See: src/parser/parser.cpp — the full HttpParser class

What you'll do in Go:

// Read the full request
request := ""
for {
    n, _ := conn.Read(buf)
    request += string(buf[:n])
    if strings.Contains(request, "\r\n\r\n") {
        break
    }
}

// Split headers from body
parts := strings.SplitN(request, "\r\n\r\n", 2)
headerSection := parts[0]
body := parts[1]

// Parse start line
lines := strings.Split(headerSection, "\r\n")
startLine := strings.Split(lines[0], " ")
method := startLine[0]    // "GET"
path := startLine[1]      // "/path"
version := startLine[2]   // "HTTP/1.1"

// Parse headers
headers := make(map[string]string)
for _, line := range lines[1:] {
    kv := strings.SplitN(line, ": ", 2)
    headers[kv[0]] = kv[1]
}

What to learn:

  • The HTTP/1.1 request format: start line, headers, blank line (\r\n\r\n), optional body
  • Why you must handle partial reads — TCP is a stream, not a message protocol. One read() might give you half a request
  • Content-Length — how to know when you've received the full body
  • Building the HTTP response format: status line + headers + body
  • Common status codes: 200 OK, 400 Bad Request, 404 Not Found, 500 Internal Server Error

Build checkpoint: Parse method, path, headers, and body from the raw bytes.
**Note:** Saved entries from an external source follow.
PR #3111, opened 2025-06-11
new: CPImage method drawAtPoint:fromRect: operation: fraction:

daboe01:


michaelbach:
> i have not found the symbolic constants for the blendmodes in cappuccino so far.…
In CGContext.j there is a list "@group CGBlendMode"; but I'm sure you would have seen this.

daboe01:
@michaelbach thank you!

PR #3120, opened 2025-06-22
fixed: subview's window setting did not happen BEFORE _setSuperview

### LINKED ISSUE #2735: CPWindow is null in CPViewController viewDidAppear
`[[self view] window]` returns null in `CPViewController viewDidAppear`

daboe01:
fixes #2735


daboe01:
@enquora what do you think?

PR #3121, opened 2025-06-22
fixed: CPView was missing rotateByAngle: method

### LINKED ISSUE #2982: CPView is missing rotateByAngle method
Do we have an entirely distinct (from Objective-C) of accomplishing arbitrary rotation of a view or am I correct assuming it isn't currently possible without directly manipulating the underlying DOM?

The only technically feasible way of implementing this is using an underlying CSS transform, afaik. 
Does this risk a collision with Aristo3's CSS theming mechanism @didierkorthoudt?

daboe01:
fixes #2982

### DIFF
--- a/AppKit/CPView.j
+++ b/AppKit/CPView.j
@@ -3291,7 +3291,13 @@ setBoundsOrigin:
 }
 
 /*!
-    Rotates the view's frame by a given angle (in degrees) around its center point.
+    Rotates the view's visual representation by a given angle (in degrees) around its center point.
+
+    This method achieves the rotation by applying a transform directly to the view's backing CALayer.
+    Because this is a direct layer manipulation, the view's own `frame` property is not updated to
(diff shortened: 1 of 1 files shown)


daboe01:
manual test has been added to CGCanvasContext

mrcarlberg:
Nice!

One question. Shouldn't the method `rotateByAngle:` posts a `CPViewBoundsDidChangeNotification` to the default notification center if the view is configured to do so?

daboe01:
> One question. Shouldn't the method `rotateByAngle:` posts a `CPViewBoundsDidChangeNotification` to the default notification center if the view is configured to do so?

You are right in principle that a visual geometry change should trigger a notification. However, due to this method being a leaky abstraction and the significant work required for a clean implementation, the current approach is a reasonable compromise because, strictly speaking, the view's frame property does not change from the rotation of the layer.

PR #3123, opened 2025-06-23
fixed: CPViewController doesn't participate fully in responder chain

### LINKED ISSUE #2725: CPViewController doesn't participate fully in responder chain
Several items:

CPViewController allows overriding `- (BOOL)acceptsFirstResponder` and manually inserting itself into the responder chain.
* Recursively following the responder chain after doing so indicates CPViewController is part of the chain. However, using `[CPApp sendAction:to:from:]` to propagate a message elicits no response from CPViewController or subclass, even if the sent selector is present and confirmed visible using `[AViewController respondsToSelector]`
* `CPViewController` does not seem to be present in the responder chain, although this seems to be the default behaviour in modern Cocoa

Problem seen using `CPViewController` for a `CPOutlineView` subclass.

daboe01:
fixes #2725

### DIFF
--- a/AppKit/CPViewController.j
+++ b/AppKit/CPViewController.j
@@ -174,7 +174,7 @@ var CPViewControllerCachedCibs;
         [cib instantiateCibWithExternalNameTable:_cibExternalNameTable];
     }
     else
-        [self setView:[CPView new]];
+        _view = [CPView new];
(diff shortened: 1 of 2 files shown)


daboe01:
@enquora what do you think?

PR #3124, opened 2025-06-23
fixed: touch scrolling did not support momentum

daboe01:
With these changes, two-finger touch scrolling will now have a pleasant and intuitive momentum effect, significantly enhancing the feel of your application on touch-enabled devices.


daboe01:
@michaelbach confirmed that 2-finger scrolling is working as advertised on the ipad

PR #3125, opened 2025-06-24
update flatten and press for node

daboe01:
alternative to #2577


daboe01:
has some issues that i will fix asap.

daboe01:
sorry, this is impossbile. both tools are obsolete anyway.

PR #3126, opened 2025-06-25
removed: obsolete code from the old compiler

daboe01:
this is for testing at the moment, do not merge yet.


daboe01:
i can run jake install without issues. i opened a few manual tests without seeing issues. and all the tests pass.

mrcarlberg:
I can't see that this is obsolete code? If it is removed there will be no way of building the Objective-J framework for the Browser environment.

daboe01:
i will have to find out, what i am doing wrong with my setup.
maybe jake install is not the right way to build?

Send back a proper HTTP response that a browser or curl can understand.


Final Project Structure

http-server/
├── main.go          # Entry point: listen, accept, handle connections
├── server.go        # TCP listener setup, connection loop
├── parser.go        # HTTP request parsing (start line, headers, body)
├── response.go      # HTTP response builder
├── go.mod
└── requirements.md

Test It With

# Start your server
go run .

# In another terminal
curl -v http://localhost:8000/
curl -v -X POST -H "Content-Type: application/json" -d '{"hello":"world"}' http://localhost:8000/api

Key Insight

CerberusHTTP manually calls epoll_create1(), epoll_ctl(), epoll_wait(), manages non-blocking fds, and maintains a per-connection parser map. In Go, the runtime does all of this for you — each conn.Read() in a goroutine is automatically multiplexed by Go's netpoll. Your job is to understand what's happening underneath so you can debug, optimize, and extend it.